* _Work item_: Line by line, copy all of the data exactly.

* _Data shown_:
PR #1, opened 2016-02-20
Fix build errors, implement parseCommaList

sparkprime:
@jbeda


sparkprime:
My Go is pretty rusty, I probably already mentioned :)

* _Reply to the exercise_:
PR #1, opened 2016-02-20
Fix build errors, implement parseCommaList

sparkprime:
@jbeda


sparkprime:
My Go is pretty rusty, I probably already mentioned :)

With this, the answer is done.